As for the porch pirates, maybe Ring needs to come out with a version that shoots poison darts on command. But the perp would probably sue you. (And keep your package.)

My own kids, who didn’t grow up with Nancy Drew and Hardy Boys books, have always been a tad more jaded. My purse was stolen from my trunk while I, a single mom with two young kids, was having a first-day-of-school picnic with them in 1986. The miscreants had full one-hour lead time to get to my home with my spare house key, and it was now dark. I called the police and asked if an officer could meet me at my house. The ennui was palpable. “Sorry,” they said. “No can do. But call back if you get home and they’re in there.” My kids were sobbing in terror that their only source of protection from bad guys was … me.

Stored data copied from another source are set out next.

PR #748, opened 2023-10-10
feat: allow authentication using cookies

fmartingr:
Allow the `AuthenticationMiddleware` to read the JWT token from cookies so we can load static pages outside the API (like the bookmark archive and ebook) safely.


fmartingr:
Included in https://github.com/go-shiori/shiori/pull/742

PR #759, opened 2023-10-15
fix: Actions in overlays on mobile hard to press

cbe:
Buttons on mobile devices could've been cut off, depending on the browsers chrome size which rendered them either completely off-screen or at least hard to reach. Using `dvh` (dynamic viewport height) should fix this issue for most newer browsers.

:information_source: I could not find an issue for this problem, do you want me to create one so it's properly tracked?

Also: these types of units are rather new (stable since mid to end of last year, as seen on [caniuse.com](https://caniuse.com/viewport-unit-variants)). What's your opinion on fallback values to the original `vh` for example?

## Screenshots

|`master`|with fix|
| --- | --- |
|before|with-fix|


fmartingr:
Hey @cbe, nice find!

> ℹ️ I could not find an issue for this problem, do you want me to create one so it's properly tracked?

There's no need, the PR is enough.

> Also: these types of units are rather new (stable since mid to end of last year, as seen on [caniuse.com](https://caniuse.com/viewport-unit-variants)). What's your opinion on fallback values to the original `vh` for example?

If that's not very cumbersome, it would be nice to have, specially for people in mobile which are the target of this PR.

Thanks for the contribution and taking the time to fix this!

cbe:
> If that's not very cumbersome, it would be nice to have, specially for people in mobile which are the target of this PR.

@fmartingr not cumbersome at all, I added some fallback values so it works for older browsers as well. I just pushed the commit providing fallback values.

> Thanks for the contribution and taking the time to fix this!

You're welcome :slightly_smiling_face: I like Shiori

fmartingr (approved):
Awesome fix, thank you! The other day I was adding a bookmark with my phone and I used [Enter] instinctively, but noticed that the add button wasn't there. Hopefully this will fix things :)

cbe:
> Awesome fix, thank you! The other day I was adding a bookmark with my phone and I used [Enter] instinctively, but noticed that the add button wasn't there. Hopefully this will fix things :)

Thanks for merging this :bow:! I also got another fix up and ready for the case you mentioned, funny coincidence!

PR #760, opened 2023-10-15
#WIP: Webroot support on new server

fmartingr:
**Note**: I'm not sure if this will reach production, since using a reverse proxy is an user's control and most reverse proxies should have options to send the unprefixed path to their upstreams, rather than have all services underneath handle a prefix.


fmartingr:
Closing in favor of instructing users in how to properly setup their reverse proxies.

Issue #369, opened 2022-02-13
Unify webextension and regular APIs


fmartingr:
After making some changes I noticed that there are two APIs, one for the frontend/users and one for the web extension. I need to dig further into why is this way, but unifying both APIs seems the way to go.

Relates to: #184

PR #761, opened 2023-10-15
add create ebook by default in settings

### LINKED ISSUE #720: Add user setting to determine if an ebook should be created by default
as part of #682 
we need an option to generate ebook by default it should work in webui
it is will waiting for #639 @fmartingr please set this somewhere proper after v1.6.1

Monirzadeh:
add a settings for active generate ebook by default.
# TODO:
- [x] add that to settings and work in update 
- [x] create ebook work on add new bookmark
- [x] ebook should generate after constant is available ~~(new bookmark create empty ebook right now)~~

## What is not done in this PR
- web extension and command line until we finish work on #369 

fix #720

### DIFF
--- a/internal/core/processing.go
+++ b/internal/core/processing.go
@@ -142,6 +142,7 @@ func ProcessBookmark(req ProcessRequest) (book model.Bookmark, isFatalErr bool, 
 	// If needed, create ebook as well
 	if book.CreateEbook {
 		ebookPath := fp.Join(req.DataDir, "ebook", strID+".epub")
+		req.Bookmark = book
 
 		if strings.Contains(contentType, "application/pdf") {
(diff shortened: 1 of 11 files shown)


internal/core/processing.go
```diff
@@ -142,6 +142,7 @@ func ProcessBookmark(req ProcessRequest) (book model.Bookmark, isFatalErr bool,
 	// If needed, create ebook as well
 	if book.CreateEbook {
 		ebookPath := fp.Join(req.DataDir, "ebook", strID+".epub")
+		req.Bookmark = book
```
fmartingr, line 145: What does this solve?

fmartingr (approved):

PR #447, opened 2021-04-22
Updating the uptime monitoring image

shairyar:
Now that we introduced the check for HTML body content so the image needs to be updated.


tombruijn (approved):

tombruijn:
Can you run imageoptim over the file and amend it to this commit? So it's a smaller file size?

But shortly after we got home to our (fortunately unoccupied) house, my faith in law enforcement was restored when an Officer Jennings called and said he had caught some kids trying to use my ATM card. He couldn’t have been nicer or more helpful. He said a Mrs. Marshall from my bank would be calling me.

She did. She needed my ATM PIN to be able to issue me a new card. My kids were thrilled that I was going to get my stuff back and the bad guys were going to jail. Textbook Nancy Drew.

You’ve probably guessed that the lovely Officer Jennings and the helpful Mrs. Marshall were the folks who stole my purse and were trying to get my PIN. Fortunately, I didn’t give it.

My kids were crushed. “So,” my then-6-year-old said, “the mean people who didn’t care were the real police and the nice people were the criminals?” Pretty much summed it up.

I grew up in simpler times that were both better and worse than today. (Really glad that “swarthy” description of bad guys has been edited out of Nancy Drew books.) But Nancy would have tackled those booze-stealing teens at CVS to the ground. No question.